(Extracted records)
○ ○ ○ ○ ○ ○ ○

PR #2325, opened 2017-06-24
[s] Webhooks

oisin100:
Removes ByondPOST dll and instead uses the inbuilt byond http GET ability to send messages to a webserver which can then do what it likes with the data such as sending OOC and asay messages.

Fixes the shitton of runtime errors the byondpostdll is creating and hopefully also fixes the discord bot.

Ill run this for a test merge in a few days as last time i attempted to integrate a system like this it wouldn't work, I think that's because I didn't realise byond doesn't support HTTPS.

The webserver which byond will communicate with can be found here: [https://github.com/yogstation13/yogbot](https://github.com/yogstation13/yogbot)

Hopefully it also fixes the blackbox data not being saved to the database on some rounds which has basically fucked up yogstats.


Amelia0010:
image
👌

PR #2329, opened 2017-06-26
Gives the warden his shotgun back and contraband locker modifications

LarissaMayrink:
Gives the warden his shotgun, he is very sad without it.
:cl:
rscadd:
Adds a cycler shotgun to the warden locker
Adds a contraband spawner on the contraband locker: That means that now the contraband locker starts with a random item from a list.
/:cl:


Kmc2000:
Ehhh i don't think this is needed tbh warden has the entire aresnal of the united states military already and a tazer. As for contraband starting in the contraband locker. Lol

Partheo:
Seems unecessary to me. As KMC said, the warden already has the whole armory, plus he already gets a unique weapon- the gloves. (and EMP grenades)

In my opinion, a role that is supposed to spend its entire time in the brig, processing prisoners, and assisting security should not get a special shotgun. The warden doesn't need a shotgun for his job, so giving it back to him is overkill. Plus, the gloves are already more than adequate for dealing with rowdy prisoners in a non-lethal manner.

As for the contraband, sure.

LarissaMayrink:
The armoury is, as the name implies; The armoury, which is exposed, very exposed, and anyone with a c4 can open a whole on it(which will suck out most of the guns) in less time than it takes for a AI realize it during highpop, let alone the time it takes to get at least the magboots on, which is why it ends up being so easy to raid the armoury as you don't have enough time to arm up before there is a hole sucking everything out.

The cycler gives the warden a way of actually having a chance at defending the armoury after the c4/x4 has been placed(and, if you are fast enough, after it has blown up)

Plus, it is a combat shotgun level gun for someone who is supposed to defend the big unsafe storage of guns with a giant target on it, and the addition won't affect the rest of the station at all during most rounds as it won't leave the brig, let alone be carried out blazing shells.

Slinky5890:
i'm totally against this for the same reason as the rest. He already has a pretty strong custom weapon, don't see why we need to add something like this apart from to make admin's lives harder. "Why did you shoot him with that shotgun?" "I spawned with one so it's fine right?"

LarissaMayrink:
@Slinky5890 eh, the gloves might be strong if you ever get in a place where its better to use them than to shoot, which is pretty much never as he is the dude who guards the brig, and, guess what, when someone attacks the brig, or manages to robust a officer inside perma said person won't be unarmed.

About the shooting thing; Isn't that the same that happens with any other gun? and that the warden already pulls something out of the armoury for himself anyway because of his lack of a weapon?  I don't see how this is different from someone being shot with any other gun on lethal, and, if shot on beanbag its kind of irrelevant as it does roughly the same damage as the detective pistol from a distance

LarissaMayrink:
This probably won't get anywhere, for now.


I will be back.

○ ○ ○ ○ ○ ○ ○

• WHAT TO DO: Reply with the number of lines in the preceding entries that contain "also", and no other words.

• EXERCISE OUTPUT: 2